冤罪
「…どうしたんだ、一葉! その顔は!?」
クラークは一葉の顔を見て珍しくぎょっとして声をあげた。
「ああ、これ…。昨日、青の賢者に呼び出されてね。ぼこぼこにされた」
「ぼこぼこ…」
一葉はひどくはれ上がった頬を撫でる。まだ痛みが引かない。
「昨日よりは顔の腫れは引いたんだよ。なんか、私がコルディア軍をああいう目に遭わせたのはやりすぎだって。人間のできる範囲のことをしろってさ」
「先日の件でか…。青の賢者は容赦ないな」
クラークはメアリアンを呼んで城へ行くまでの間、一葉の顔を氷で冷やすよう命じた。メアリアンは気の毒そうに一葉の看護をしてくれた。
朝食の時も昨夜口の中を切ったせいで、痛みを感じたまま食事をするはめになった。
「ふわ…」
一葉は馬車の中であくびをした。城へ向かう途中でもなんだか頭がすっきりしない。昨日よく眠れなかったせいだ。
「どうした。寝不足か?」
クラークが眠そうな一葉に尋ねる。一葉は自分の顔を撫でた。
「んー…。昨日青の賢者に殴られたせいで、眠れなくてね」
「それは…仕方ないな。この前の超獣に竜巻を起こさせたせいで何か体に影響があるのか?」
「それはないみたい。今のところ。なんか変に緊張しちゃってるのかな」
一葉は腕を回して見せた。
「別にそのせいでどこか悪いわけじゃないから、大丈夫だよ」
「だったらいいが…。
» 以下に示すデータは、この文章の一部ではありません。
PR #1707, opened 2024-11-04
Support for `will-change` CSS property

rcj-siteimprove:
CSS property `will-change` has been added.


rcj-siteimprove:
!pr extract

packages/alfa-style/src/property/will-change.ts
```diff
@@ -0,0 +1,51 @@
...
+  "contents",
+];
+
+const animatableFeature: CSSParser<
+  Keyword<"scroll-position"> | Keyword<"contents"> | CustomIdent
+> = either(
+  either(Keyword.parse("scroll-position"), Keyword.parse("contents")),
+  CustomIdent.parse(
+    (customIdent) => !illegalCustomIdents.includes(customIdent.value),
+  ),
```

無理はしないように。それからどこかへ行くにしても」
「ブラッドと一緒に、でしょ。わかってるよ」
一葉は膝の上のいぬくんを撫でた。いぬくんは気持ちよさそうにされるままになっている。
城へ着いていぬくんと一緒にラスティの部屋へ向かうと、バルコニーに人がいるのが見えた。セオドールかと思ったが、違った。もっと背が低くてさび色の髪をしている。あれはラスティだ。鳥たちが集まっている。
バルコニー近くまで行くと、ブライアンが後ろに控えているのがわかった。一葉はバルコニーのドアを開ける。
「おはよう。何してるの?」
「おはようございます、一葉さま」
「おはよう、一葉。見てわかるだろう。鳥に餌をやっているんだ」
鳥たちは相手がセオドールでなくても、餌をくれるならだれでもいいようでラスティが撒いた餌を食べてなくなると飛び立っていった。
「…って、おまえ、なんだ? その顔は?」
「どうなさったんですか?」
二人があんぐりとして一葉の顔を凝視する。一葉は苦笑いを浮かべて昨日の話を手短にしたことに、二人は妙に納得したようだった。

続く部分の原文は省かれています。